Referring to FIG. 8, the modules of the invention are arranged between a race roadway 70 and a fixed wall 72 to arrest an errant car under acceptable G levels. The array includes a first group 76 of smaller modules arranged in progressively increasing values, e.g. 50 lb, 80 lb, 100 lb, from roadway 70 and a second group 78 of larger modules, e.g. 200 lb, 250 lb, 400 lb, and 700 lb masses in progressively increasing values. Modules up to about 250 lb may contain water as the dispersible mass, and modules above 250 lbs will contain sand. They may be arranged in a water-to-sand sequence in order to optimize the inertial values to maintain a desired G level as the car progresses into the array. Water is used in the smaller modules impacted by the car when travelling at its highest speed because water has no shear strength and will follow the aerodynamic contours of the car without lifting. Where the possibility exits of water running onto the racing surface, a shallow water drainage ditch may be provided. An open aisle 80 is left between groups 76 and 78 and an aisle 82 is left between group 78 and a tire barrier 84 placed against wall 72. After impact by an errant car, aisles 80 and 82 provide quick access for rescue personnel and service vehicles. This facilitates clean up of the area and replacement of damaged modules. Thus, the array may be quickly restored to its original configuration without any significant loss of race time.

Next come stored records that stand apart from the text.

PR #282, opened 2023-06-12
Fix dependency constrains for pre-release equistore-core/...

Luthaf:
This allows to build & install wheels in https://github.com/Luthaf/nightly-wheels

----
:books: Documentation preview :books:: https://equistore--282.org.readthedocs.build/en/282/


python/equistore-torch/setup.py
```diff
@@ -198,6 +215,16 @@ def git_extra_version():
...
 if __name__ == "__main__":
+    if os.path.exists("git_extra_version"):
+        # we are building from a sdist, without git available, but the git
+        # version was recorded in a git_extra_version file
+        with open("git_extra_version") as fd:
+            extra_version = fd.read()
+    else:
+        extra_version = git_extra_version()
+
+    version = "0.1.0" + extra_version
```
PicoCentauri, line 226: Can't we pull the version from somwhere else? I am a bit afraid that we forget all the spots when we bump the version.

PicoCentauri (commented):
Just a question if should have the specific version so many times across the library.

python/equistore-torch/setup.py
Luthaf: We could also have a `VERSION` file in the C++ `equistore-torch` folder, and use that. This way we can have the same version for C++ and Python. But if we want different version numbers for -core, -torch and -operations, we will need to update the version in multiple places anyway.

PicoCentauri: I think a single version is fine. If we start shipping different versions for -core, -torch and -operations this becomes maybe a bit more confusing.

Luthaf: I've added a VERSION file for equistore-torch version

PR #287, opened 2023-06-23
Implement Labels::union and Labels::intersection

Luthaf:
These function perform the corresponding set operation over Labels entries, and optionally return the mapping from the positions in the inputs to the position in the output.

Still TODO: 
- [x] update operations to use these functions where needed. 

----
:books: Documentation preview :books:: https://equistore--287.org.readthedocs.build/en/287/

### DIFF
--- a/equistore-core/src/labels.rs
+++ b/equistore-core/src/labels.rs
@@ -1,8 +1,10 @@
 #![allow(clippy::default_trait_access, clippy::module_name_repetitions)]
 
 use std::ffi::CString;
-use std::collections::{BTreeSet, HashMap};
-use std::collections::hash_map::Entry;
+use std::collections::BTreeSet;
+
+use hashbrown::HashMap;
+use hashbrown::hash_map::RawEntryMut;
 
 use smallvec::SmallVec;
 
@@ -93,12 +95,14 @@ impl LabelValue {
     }
 }
 
+type DefaultHasher = std::hash::BuildHasherDefault<ahash::AHasher>;
+
 /// Builder for `Labels`, this should be used to construct `Labels`.
 pub struct LabelsBuilder {
     // cf `Labels` for the documentation of the fields
-    names: Vec<String>,
+    names: Vec<ConstCString>,
     values: Vec<LabelValue>,
-    positions: HashMap<SmallVec<[LabelValue; 4]>, usize, ahash::RandomState>,
+    positions: HashMap<SmallVec<[LabelValue; 4]>, usize, DefaultHasher>,
 }
 
 impl LabelsBuilder {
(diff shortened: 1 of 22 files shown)


python/equistore-core/equistore/core/labels.py
```diff
@@ -456,6 +456,105 @@ def position(self, entry: Union[LabelsEntry, Sequence[int]]) -> Optional[int]:
...
+
+        return Labels._from_eqs_labels_t(output)
+
+    def intersection_and_mapping(
+        self, other: "Labels"
+    ) -> Tuple["Labels", np.ndarray, np.ndarray]:
+        """
+        Take the intersection of these :py:class:`Labels` with ``other``, and the
+        mapping from the positions of entries in the inputs and the positions of entries
+        in the output.
```
PicoCentauri, line 528: An example would be very useful here.

equistore-core/src/labels.rs
```diff
@@ -355,4 +466,82 @@ mod tests {
         let e = LabelsBuilder::new(vec!["not", "there", "not"]).err().unwrap();
         assert_eq!(e.to_string(), "invalid parameter: labels names must be unique, got 'not' multiple times");
     }
+
+    #[test]
+    fn union() {
```
PicoCentauri, line 471: Are you handling the case when one of the labels is an empty label?

python/equistore-core/equistore/core/labels.py
```diff
@@ -456,6 +456,105 @@ def position(self, entry: Union[LabelsEntry, Sequence[int]]) -> Optional[int]:
         else:
             return None
 
+    def union(self, other: "Labels") -> "Labels":
+        """Take the union of these :py:class:`Labels` with ``other``."""
```
PicoCentauri, line 460: I would add an see also here to link to the `union_and_mapping` if one also wants to have the mapping. Same for the intersection.

PicoCentauri (changes requested):
The function logic and the wrapping code looks good. We might want to work a bit on the description of the functions. Also, some examples for the Python methods might be helpful. 

Especially for the distinction between `union` and `union_and_mapping` which is a bit unclear. I am also not super happy with the name `union_and_mapping` and  `intersection_and_mapping`.

python/equistore-core/equistore/core/labels.py
Luthaf: done!

equistore-core/src/labels.rs
Luthaf: added a test!

PicoCentauri (approved):
Awesome! Merge when you like.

The invention may be embodied in other specific forms without departing from the spirit or essential characteristics thereof. The present embodiments are therefore to be considered in all respects as illustrative and not restrictive, the scope of the invention being indicated by the appended claims rather than by the foregoing description, and all changes which come within the meaning and range of equivalency of the claims are therefore intended to be embraced therein.